Btw, I worked in engine development and subsequently also in one of the plants. Believe me that the hot-tested engines undergo everything that you're saying shouldn't be done with a new engine, and the ones I worked with see a LOT higher load than these consumer engines.

Why I'm discounting the Dana link is that they have no powertrain products whatsoever. It's not their expertise by a mile.

From the article: "But if his procedure works, why don't manufacturers perform it in the plant on a dyno, especially on performance engines like the handbuilt Corvette LS7 and supercharged Northstar? They would, but Lancaster and Herr confirm the only engines that get such treatment are those undergoing torture-testing during development to ensure that the Motomans of the world won't ring up big warranty claims."

As for Dana "no powertrain products whatsoever," I didn't realize that differentials and such were not part of a powertrain. But you do have a strange criteria, at least in my opinion. Using your logic one could just as easily have rejected Honda engineer's work at various points over the years since, at any given point in their evolution, they had no experience in motorcycles, automobiles, powertrains, and, right now, none in airplanes. So, using your logic, surely any patents they are currently getting for the plane they are developing are to be ignored since Honda "have no airplane products whatsoever. It's not their expertise by a mile." As could be said as well of Apple back before the i-pod was launched, e.g., Apple have no audio products whatsoever. It's not their expertise by a mile.

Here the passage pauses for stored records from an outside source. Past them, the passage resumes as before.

PR #43, opened 2022-02-11
Adds types LoadBalancer and ClusterIP to valid service types

dblane-digicatapult:
Adds ability to use different service types `ClusterIP` and `LoadBalancer`
Logic to determine if to use a public addr
Fixes some bugs in the parity chart with regards to bash flow logic on Parachain section
Parachain functionality needs to be tested against `Polkadot` container in the coming week.

### DIFF
--- a/helm/vitalam-node/templates/service.yaml
+++ b/helm/vitalam-node/templates/service.yaml
@@ -23,7 +23,7 @@ spec:
       name: websocket-rpc
 ---
 {{range $i := until (.Values.node.replicas | int) }}
-{{- if $.Values.node.perNodeServices.createClusterIPService }}
+{{- if $.Values.node.perNodeServices.createApiService }}
 apiVersion: v1
 kind: Service
 metadata:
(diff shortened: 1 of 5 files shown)


helm/vitalam-node/templates/service.yaml
```diff
@@ -46,36 +45,39 @@ spec:
...
-  externalTrafficPolicy: Local
+  {{ include "vitalam-node.serviceType" $ | nindent 2 }}
   selector:
     {{- $selectorLabels | nindent 4 }}
     statefulset.kubernetes.io/pod-name: {{ $fullname }}-{{ $i }}
   ports:
     - name: p2p
       port: 30333
       targetPort: 30333
+  {{- if and $.Values.node.collator.isParachain (or (eq $.Values.node.perNodeServices.p2pServiceType "LoadBalancer") (eq $.Values.node.perNodeServices.p2pServiceType "ClusterIP")) }}
```
danielcooperxyz, line 62: this is easy to read and understand 🤨 

are variables possible here?

dblane-digicatapult: Variables - no
Nested If statements but that is even uglier.

Helm does allow this template to be split over multiple lines however the linter blows up.  I'll need to investigate this at a later date.

mattdean-digicatapult (approved):
This is extremely ugly. Please create a backlog ticket to clean up these scripts so they are more readable

PR #49, opened 2022-02-23
IN-99 Restrict process inputs to a fixed number

nitro-marky:
This allows restriction on the number of inputs to be a fixed integral value.


pallets/process-validation/src/restrictions.rs
```diff
@@ -157,4 +159,114 @@ mod tests {
...
+            },
+        ];
+        let result = validate_restriction::<u64, u32, u32, u64>(
+            &Restriction::FixedNumberOfInputs { num_inputs: 3 },
+            &1u64,
+            &inputs,
+            &Vec::new(),
+        );
+        assert!(!result);
+    }
```
dblane-digicatapult, line 271: Move to `tests` folder?

dblane-digicatapult (changes requested):

pallets/process-validation/src/restrictions.rs
nitro-marky: Do you want me to move all tests or just mine?

jonmattgray:
The `Restriction` enum in the huge types definition in the README should be updated to include the new value. The types get used by Polkadot e.g. https://github.com/digicatapult/vitalam-api/blob/main/app/util/substrateApi.js

Until [this ticket](https://digicatapult.atlassian.net/browse/IN-111) is done, the types in the README of this repo are copy-pasted into other repos when we bump their `vitalam-node` versions

pallets/process-validation/src/restrictions.rs
mattdean-digicatapult: I wouldn't move the tests for now (perhaps later). I would however look at renaming the tests to include the restriction type. Your first test might be something like `fixed_number_of_inputs_restriction_matches_fixed_input_total`. I know it's verbose but it correctly describes the test case in a more global context

nitro-marky: I did move the tests but I'll undo

nitro-marky:
I've added `FixedNumberOfInputs` to the Readme Types @jonmattgray

README.md
```diff
@@ -157,7 +157,7 @@ In order to use the API within `polkadot.js` you'll need to configure the follow
     "_enum": ["Disabled", "Enabled"]
   },
   "Restriction": {
-    "_enum": ["None", "SenderOwnsAllInputs"]
+    "_enum": ["None", "SenderOwnsAllInputs", "FixedNumberOfInputs"]
```
jonmattgray, line 160: might need a <u32> on the end? I'm not 100% sure

mattdean-digicatapult (changes requested):
A few high level todos:

- [ ] Update README with correct types changes. See https://polkadot.js.org/docs/api/start/types.extend#user-defined-enum for an example. Basically the enum is a struct which has a property `num_inputs` so you'll need to define a type for the struct as well
- [x] Update package version for `process-validation`
- [x] Update referenced package version for the `process-validation` crate in the `runtime` `Cargo.toml`
- [x] Update the `runtime` version in both the `runtime` `Cargo.toml` and the `spec_version` in the `runtime` `lib.rs`
- [x] Update the referenced runtime verison in the `node` and the `node` version

All version bumps should be minor version bumps and zero out the bug fix number

README.md
nitro-marky: I've updated the readme from what I've seen in the docs so should hopefully be right

README.md
```diff
@@ -157,7 +157,11 @@ In order to use the API within `polkadot.js` you'll need to configure the follow
     "_enum": ["Disabled", "Enabled"]
   },
   "Restriction": {
-    "_enum": ["None", "SenderOwnsAllInputs"]
+    "_enum": {
+      "None": null,
+      "SenderOwnsAllInputs": null,
+      "FixedNumberOfInputs": "num_inputs<u32>"
```
mattdean-digicatapult, line 163: I may be wrong but I think you'll need a new top level type. For example it could read:

```json
  "Restriction": {
    "_enum": ["None", "SenderOwnsAllInputs"]
    "_enum": {
      "None": null,
      "SenderOwnsAllInputs": null,
      "FixedNumberOfInputs": "FixedNumberOfInputsRestriction"
  },
  "FixedNumberOfInputsRestriction": {
    "num_inputs": "u32"
  }
```

I may be wrong about that though (docs arent overly clear). The way to test is to go to https://polkadot.js.org/apps/  configure it to your node and put in the types under the develop tab. We can look at this tomorrow if you like and work out the rigth answer

danielcooperxyz:
> 

These should all be automated checks, no?

mattdean-digicatapult:
> These should all be automated checks, no?

@danielcooperxyz that would be an excellent idea yes. I wouldn't include that in this ticket though. It's also somewhat related to us standardising our release processes (IN-89 in Jira)

node/Cargo.toml
```diff
@@ -6,7 +6,7 @@ edition = '2018'
 license = 'Apache-2.0'
 repository = 'https://github.com/digicatapult/vitalam-node/'
 name = 'vitalam-node'
-version = '2.9.3'
+version = '3.0.0'
```
dblane-digicatapult, line 9: Why are we major version bumping the node?

nitro-marky: My bad, I'll change it to 10

pallets/process-validation/Cargo.toml
```diff
@@ -5,7 +5,7 @@ edition = '2018'
 license = 'Apache-2.0'
 repository = 'https://github.com/digicatapult/vitalam-node/'
 name = 'pallet-process-validation'
-version = "1.1.1"
+version = "1.2.1"
```
dblane-digicatapult, line 8: 1.2.0

runtime/Cargo.toml
```diff
@@ -4,7 +4,7 @@ edition = '2018'
 license = 'Apache-2.0'
 repository = 'https://github.com/digicatapult/vitalam-node/'
 name = 'vitalam-node-runtime'
-version = '2.3.1'
+version = '2.4.1'
```
dblane-digicatapult, line 7: 2.4.0

runtime/Cargo.toml
```diff
@@ -26,7 +26,7 @@ serde = { features = ['derive'], optional = true, version = '1.0.101' }
 
 # local dependencies
 pallet-simple-nft = { version = '2.2.0', default-features = false, package = 'pallet-simple-nft', path = '../pallets/simple-nft' }
-pallet-process-validation = { version = '1.1.1', default-features = false, package = 'pallet-process-validation', path = '../pallets/process-validation' }
+pallet-process-validation = { version = '1.2.1', default-features = false, package = 'pallet-process-validation', path = '../pallets/process-validation' }
```
dblane-digicatapult, line 29: 1.2.0

runtime/src/lib.rs
```diff
@@ -93,7 +93,7 @@ pub const VERSION: RuntimeVersion = RuntimeVersion {
     spec_name: create_runtime_str!("vitalam-node"),
     impl_name: create_runtime_str!("vitalam-node"),
     authoring_version: 1,
-    spec_version: 231,
+    spec_version: 241,
```
dblane-digicatapult, line 96: 240

node/Cargo.toml
dblane-digicatapult: 2.10.0

dblane-digicatapult (changes requested):

dblane-digicatapult (approved):

mattdean-digicatapult (approved):

PR #50, opened 2022-02-24
Feature/npm api package

darrylmorton-digicatapult:
- [x] npm module
- [x] api init/creation function
- [x] exports: api, enums, keyring
- [x] git workflows lint, depcheck, check-version, publish
- [x] readme
- [x] depcheck
- [x] version script in parent directory
- [x] version bump

Tested as a local npm module in the `vitalam-api` repo also with the `@polkadot/api` package removed.


mattdean-digicatapult (commented):
A few high level points:
* there shouldn't need to be further open-sourcing stuff as it's already top level
* I don't like libraries instantiating their own logger and inspecting environment variables. These should be passable as arguments to a function that wraps the API creation process.

Hopefully that makes sense

dblane-digicatapult (commented):
A few thoughts that we need to address (either now or later)

How do we test that this package accurately reflects the types the substrate API uses?  I.E a workflow that brings up the node and then runs the API light module against it?

Releasing (I know we discussed this) - Currently there is no way for our nodeJS applications to consume this library/module.  How are we intending to publish this so that they can?

vitalam-node-api/src/env.js
```diff
@@ -0,0 +1,19 @@
...
+const dotenv = require('dotenv')
+
+if (process.env.NODE_ENV === 'test') {
+  dotenv.config({ path: 'test/test.env' })
+} else {
+  dotenv.config({ path: '.env' })
+}
+
+const vars = envalid.cleanEnv(process.env, {
+  LEGACY_METADATA_KEY: envalid.str({ default: '' }),
```
jonmattgray, line 11: I think you can remove this env (and in README)? It's not used in the types definition anymore and will soon be completely gone from API with my current ticket to remove legacy code

scripts/check-vitalam-node-version.sh
```diff
@@ -6,20 +6,11 @@ set -e
...
-  local HELM_VALUES_TAG_VERSION=$(yq eval '.image.tag' ./helm/vitalam-api/values.yaml)
-  local HELM_CHART_VERSION=$(yq eval '.version' ./helm/vitalam-api/Chart.yaml)
-  local HELM_CHART_APP_VERSION=$(yq eval '.appVersion' ./helm/vitalam-api/Chart.yaml)
-  
-  if [ "$PACKAGE_VERSION" != "$PACKAGE_LOCK_VERSION" ] ||
-     [ "v$PACKAGE_VERSION" != "$HELM_VALUES_TAG_VERSION" ] ||
-     [ "$PACKAGE_VERSION" != "$HELM_CHART_VERSION" ] ||
-     [ "$PACKAGE_VERSION" != "$HELM_CHART_APP_VERSION" ]; then
+
+  if [ "$PACKAGE_VERSION" != "$PACKAGE_LOCK_VERSION" ]; then
```
dblane-digicatapult, line 10: You need to ensure this is the same value as the runtimes cargo.toml

.github/workflows/release-vitalam-node.yml
```diff
@@ -0,0 +1,141 @@
...
+    if: ${{ needs.check-version.outputs.is_new_version == 'true' }}
+      # Build github release
+      - name: Build release version
+        uses: softprops/action-gh-release@v1
+        with:
+          token: '${{ secrets.GITHUB_TOKEN }}'
+          tag_name: ${{ needs.check-version.outputs.version }}
+          prerelease: false
+          name: ${{ needs.check-version.outputs.version }}
+          generate_release_notes: true
```
dblane-digicatapult, line 121: You aren't actually releasing anything.

You need to do an `npm ci`, login to github package registry then do an `npm publish` or something to that effect

dblane-digicatapult (changes requested):

.github/workflows/release-vitalam-node.yml
dblane-digicatapult: https://docs.github.com/en/actions/publishing-packages/publishing-nodejs-packages#publishing-packages-to-github-packages

dscp-node/package.json
```diff
@@ -0,0 +1,40 @@
+{
+  "name": "@digicatapult/dscp-node",
+  "version": "3.0.1",
+  "description": "VITALam Node API types",
```
dblane-digicatapult, line 4: VitalAM Node

jonmattgray: thanks, thought I'd purged all the vitalams

PR #51, opened 2022-02-24
IN-100 Restrict number of outputs for a process

nitro-marky:
This allows restrictions on the number of outputs to a fixed integral value. Tested on Polkadot and all seems well

Screenshot 2022-02-24 at 14 03 45

### DIFF
--- a/pallets/process-validation/src/restrictions.rs
+++ b/pallets/process-validation/src/restrictions.rs
@@ -267,7 +267,7 @@ mod tests {
             &Restriction::FixedNumberOfOutputs { num_outputs: 1 },
             &1u64,
             &Vec::new(),
-            &_outputs, 
+            &_outputs,
         );
         assert!(!result);
     }
--- a/pallets/process-validation/src/restrictions.rs
+++ b/pallets/process-validation/src/restrictions.rs
@@ -12,6 +12,7 @@ pub enum Restriction {
     None,
     SenderOwnsAllInputs,
     FixedNumberOfInputs { num_inputs: u32 },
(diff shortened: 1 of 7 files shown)


pallets/process-validation/src/restrictions.rs
```diff
@@ -35,6 +36,7 @@ where
     match *restriction {
         Restriction::None => true, // TODO implement some actual restrictions
         Restriction::FixedNumberOfInputs { num_inputs } => return inputs.len() == num_inputs as usize,
+        Restriction::FixedNumberOfOutputs { num_outputs } => return _outputs.len() == num_outputs as usize,
```
mattdean-digicatapult, line 39: `_outputs` is now used so should be renamed to `outputs`. Just a rust lang convention

pallets/process-validation/src/restrictions.rs
```diff
@@ -219,4 +221,54 @@ mod tests {
...
+            &_outputs,
+        );
+        assert!(result);
+    }
+
+    #[test]
+    fn fixed_number_of_output_restriction_matches_fixed_output_total_fail() {
+        let mut is_owner: BTreeMap<u32, u64> = BTreeMap::new();
+        is_owner.insert(Default::default(), 1u64);
+        let _outputs = vec![
```
mattdean-digicatapult, line 254: rename

mattdean-digicatapult (changes requested):
Very close, just a few renames

mattdean-digicatapult (approved):

PR #164, opened 2013-02-16
Added count aggregator.

adrien-mogenet:
What do you think of integrating a `count()` aggregator?

I don't have relevant use case as a global aggregator, but I think it makes senses when downsampling, sometimes. For example, if you're plotting query latencies, you might want to consider min/max/avg/dev over a time period, but you might also want to check the number of requests you've processed.


manolama:
Merged in 46c2b90c0c97163cd0712cd8240b2aa25b4897b7

PR #186, opened 2013-05-17
fix script to avoid glob expansion (which can exceed ARG_MAX)

tamsky:


manolama:
Merged in cd49dd05eca64ff1a3af1255c909dc04ae781c6f

PR #203, opened 2013-07-09
Migrate tool

sebastienc:
Hi guys,

At Hopper, we've been migrating from  one cluster to the other and wanted a cleaner way to migrate than using CopyTable. This so we could get rid of some legacy crap that's been lying around for a while. For this reason, I've tried to hack something together taking examples on DumpSeries and TextImport. It's not that optimized but with the amount of time I had to hack this together and with my current Java knowledge, it's the best I could do.

I hope it's not too bad!

Sebastien Coutu


manolama:
Gonna leave this in the archives since we'd really need a full MR type of job to migrate a lot of data. Thanks!

PR #243, opened 2013-10-04
Request for merge for change that ignores data points that utilize undefined tag values, tag keys, or metric names as opposed to throwing an exception (optional based on query string param)

davidkbainbridge:
## Overview

This change adds a query string parameter, 'silent'. If present then any query that contains a tag key, tag value, or metric name that has not been registered in TSDB is ignored (dropped) as opposed to throwing an exception. Thus an entire query will not fail if a member of it has one of these values that does not exist.
## Justification

A query that specifies tag information or a metric name does not need to fail and should instead return no data as this is essentially the same as specifying a filter that does not match any targets and thus should be treated as that way.

This is very helpful when you are using OpenTSDB to collect data and at time of query you can not determine if a given metric or tag pair has been added (--auto-metric). 

This is also helpful when a single query contains multiple data points some of which are valid (i.e. have valid tag / metric information) and some don't. Instead of the whole query failing, valid data is returned for those data points for which the filter matches targets.
## Backward Compatibility

This capability is activated by the presence of a 'silent' option on the end of the query string, i.e. '&silent'. Thus if this option is not include the existing behavior (exception) will be the default.

### DIFF
--- a/src/tsd/GraphHandler.java
+++ b/src/tsd/GraphHandler.java
@@ -854,26 +854,42 @@ final class GraphHandler implements HttpRpc {
       try {
         tsdbquery.setTimeSeries(metric, parsedtags, agg, rate);
       } catch (NoSuchUniqueName e) {
-        throw new BadRequestException(e.getMessage());
-      }
-      // downsampling function & interval.
-      if (i > 0) {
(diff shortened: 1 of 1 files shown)


manolama:
Partially implemented with the skip_unresolved_tags and even more options in v3. Thanks!

PR #254, opened 2013-11-11
add ability to check percentage of bad values

filippog:
rationale being that sometimes it might be OK if some points are outside the
threshold for a given window. e.g. test that _all_ points in the lookback
window must be outside the threshold, not just one.


manolama:
Merged in 1e07aa25bf99758cb654febce03d149c11282053

PR #265, opened 2013-12-23
Atomic increment/add

jakeri:
This is a new pull request for @KevinOrtman atomic increment feature (https://github.com/tsuna/opentsdb/pull/2) that was made against 1.X code base and never added master.

Basically the same code, except minor changes for 2.0 code base and using add-keyword instead of inc. There was some discussion about this in above mentioned pull request.

Another thing done is that I have disabled scheduleForCompaction(...) within the increment. Does this mean that a row created by add will never be compacted?
I would guess that compaction and atomic increment for already compacted values is not good fit.

Would like to see a discussion if this could be incorporated into the project.

### DIFF
--- a/src/core/TSDB.java
+++ b/src/core/TSDB.java
@@ -17,13 +17,11 @@ import java.util.Arrays;
 import java.util.List;
 import java.util.Map;
 
-import com.stumbleupon.async.Callback;
-import com.stumbleupon.async.Deferred;
-import com.stumbleupon.async.DeferredGroupException;
+import net.opentsdb.stats.Histogram;
+import net.opentsdb.stats.StatsCollector;
+import net.opentsdb.uid.UniqueId;
 
-import org.slf4j.Logger;
-import org.slf4j.LoggerFactory;
-
+import org.hbase.async.AtomicIncrementRequest;
 import org.hbase.async.Bytes;
 import org.hbase.async.ClientStats;
 import org.hbase.async.DeleteRequest;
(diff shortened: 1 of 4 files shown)


src/core/TSDB.java
```diff
@@ -32,10 +30,12 @@
 import org.hbase.async.HBaseException;
 import org.hbase.async.KeyValue;
 import org.hbase.async.PutRequest;
+import org.slf4j.Logger;
+import org.slf4j.LoggerFactory;
 
-import net.opentsdb.uid.UniqueId;
-import net.opentsdb.stats.Histogram;
-import net.opentsdb.stats.StatsCollector;
+import com.stumbleupon.async.Callback;
```
manolama: Avoid re-arranging imports if possible. Just clutters PRs.

src/core/TSDB.java
```diff
@@ -351,6 +351,75 @@ public WritableDataPoints newDataPoints() {
     return client.put(point);
   }
 
+  
+	/**
+	 * Increments a single integer value data point in the TSDB.
```
manolama: Need TSDB style formatting

src/core/TSDB.java
```diff
@@ -351,6 +351,75 @@ public WritableDataPoints newDataPoints() {
...
+		IncomingDataPoints.checkMetricAndTags(metric, tags);
+		final byte[] row = IncomingDataPoints
+				.rowKeyTemplate(this, metric, tags);
+		final long base_time = (timestamp - (timestamp % Const.MAX_TIMESPAN));
+		Bytes.setInt(row, (int) base_time, metrics.width());
+
+		//I guess that these points should never be scheduled for compaction.
+		//scheduleForCompaction(row, (int) base_time);
+		
+		final short qualifier = (short) ((timestamp - base_time) << Const.FLAG_BITS | flags);
```
manolama: Needs to support qualifier prefixes and milliseconds.

src/tsd/IncDataPointRpc.java
```diff
@@ -0,0 +1,135 @@
+package net.opentsdb.tsd;
```
manolama: Styling and would need to support HTTP writes

farito:
Hi, what happend with this PR ? was merged?

Issue #289, opened 2014-02-27
Configurable Scanner timeout to avoid OOM errors in TSDB


jarajapu:
While running a load test on the TSDB that involved a decent volume of calls to the /api/query end point (call rate of 1-2 calls/sec) for couple hours, we noticed that the JVM running TSDB threw an OOM and became extremely slow.  

We took a heap dump and analyzed the profile to notice several large data sets in memory (500K - 1.5M rows) related to queries that were taking as long as 600 - 700 seconds to be processed by asyncHBase. 

Here is a stack trace : 

19:09:20.370 WARN  [HashedWheelTimer.warn] - An exception was thrown by TimerTask.
java.lang.OutOfMemoryError: Java heap space
    at org.jboss.netty.buffer.HeapChannelBuffer.<init>(HeapChannelBuffer.java:42) ~[netty-3.6.2.Final.jar:na]
    at org.jboss.netty.buffer.BigEndianHeapChannelBuffer.<init>(BigEndianHeapChannelBuffer.java:34) ~[netty-3.6.2.Final.jar:na]
    at org.jboss.netty.buffer.ChannelBuffers.buffer(ChannelBuffers.java:134) ~[netty-3.6.2.Final.jar:na]
    at org.jboss.netty.buffer.ChannelBuffers.buffer(ChannelBuffers.java:121) ~[netty-3.6.2.Final.jar:na]
    at org.hbase.async.HBaseRpc.newBuffer(HBaseRpc.java:685) ~[asynchbase-1.5.0.jar:d543609]
    at org.hbase.async.MultiAction.serializeOld(MultiAction.java:254) ~[asynchbase-1.5.0.jar:d543609]
    at org.hbase.async.MultiAction.serialize(MultiAction.java:210) ~[asynchbase-1.5.0.jar:d543609]
    at org.hbase.async.RegionClient.encode(RegionClient.java:1144) ~[asynchbase-1.5.0.jar:d543609]
    at org.hbase.async.RegionClient.sendRpc(RegionClient.java:892) ~[asynchbase-1.5.0.jar:d543609]
    at org.hbase.async.RegionClient.periodicFlush(RegionClient.java:257) ~[asynchbase-1.5.0.jar:d543609]
    at org.hbase.async.RegionClient.access$000(RegionClient.java:89) ~[asynchbase-1.5.0.jar:d543609]
[...]

PR #290, opened 2014-02-27
Added support for timing out long-running queries (disabled by default)

jmangs:
Addresses feature request in #289

Problem Description:

Basically we had a Ruby script running against our DB looking for metrics to clean-up - I was running 8 concurrent requests to OpenTSDB. We managed to hit a few metrics that have millions of data points - basically it keeps retrieving data from HBase even though it's been running for 500-1000 seconds already.

The VM that this node was on ran out of memory so random parts starting throwing OOM errors without actually crashing the Deferred queries; we had 8 queries each occupying about 400-500MB of JVM memory. In our case, we'd rather have these queries fail so we don't lock up all of our workers running queries that will never finish in a reasonable time.

Feature:
What I did was to add a configurable timeout property that errors out ScannerCB() after a certain amount of time.

By default, this property `tsd.query.timeout` defaults to `-1` since that is the normal functionality in OpenTSDB. This results in `ScannerCB()` never timing out.

If the time spent in HBase exceeds this timeout then an exception is thrown

```java
if (timeout >= 0 && hbase_time > timeout) {
             throw new InterruptedException("Query timeout exceeded!");
}
```

Hopefully InterruptedException is acceptable. Right now you get "java.lang.RuntimeException: Shouldn't be here" from the timeout because there's no specific catch for this exception... which makes sense to me since it shouldn't be a common intended occurrence unless you put timeouts to 10ms or something.

I'd consider this a useful feature for production databases. We have many different teams using these metrics and there's a possibility someone could accidentally query something with millions of data points and eat up a lot of resources on a node. In my case, I ran into this problem while trying to search a wide date range for unused metrics (I was checking every single metric one by one)

### DIFF
--- a/src/core/TsdbQuery.java
+++ b/src/core/TsdbQuery.java
@@ -367,6 +367,7 @@ final class TsdbQuery implements Query {
       boolean seenAnnotation = false;
       int hbase_time = 0; // milliseconds.
       long starttime = System.nanoTime();
+      long timeout = tsdb.getConfig().getLong("tsd.query.timeout");
       
       /**
       * Starts the scanner and is called recursively to fetch the next set of
@@ -401,6 +402,10 @@ final class TsdbQuery implements Query {
              }
              scanner.close();
              return null;
+           }
+           
+           if (timeout > 0 && hbase_time > timeout) {
+             throw new InterruptedException("Query timeout exceeded!");
            }
            
            for (final ArrayList<KeyValue> row : rows) {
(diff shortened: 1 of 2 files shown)


manolama:
Merged in 0bdb855cfe1cfd1aeaad816f8e83255fb98d81a0. Note that this only handles long running scans whereas a lot of time is actually spent in the aggregation and serialization routines. We'll ultimately need timeouts there as well.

They are performed on plant dyno's. That's how 100% of engines used to be tested on the engine plant-dyno's not too long ago. In the interest of efficiency, most engines are now cold-tested, but about 2-3% are still hot-tested. The hot-tested engines go to customer vehicles just like the cold-tested ones. About 20sec worth of testing v. a few minutes. Cold test engines are integrated into the line. Hot-test cells require a person to set the engine up prior to the test, and post-test as well. What they're saying is that it's not required as much, not that it's bad for the engine. Would you like to guess how Formula 1 and LeMans engines are broken-in on engine-dyno's? :)

Powertrain is engine and related components. Drivetrain is everything after the engine: transmission, driveshaft, differential, transfer case, axle, etc.

The Honda engineer concurred that the benefit would smaller than in the past. Point out where they indicate that such a break-in procedure is bad for the engine. It is amusing to watch your argue based of a snippet in a magazine.

There will never be agreement on this topic, my experience in BMW parts and service of over 20 years has not produced a single case of problems related to breakin. The argument that the engine will be better on fuel mileage if broken in also has no provable studied that I can find.

Drive the car like you do every day and forget about it.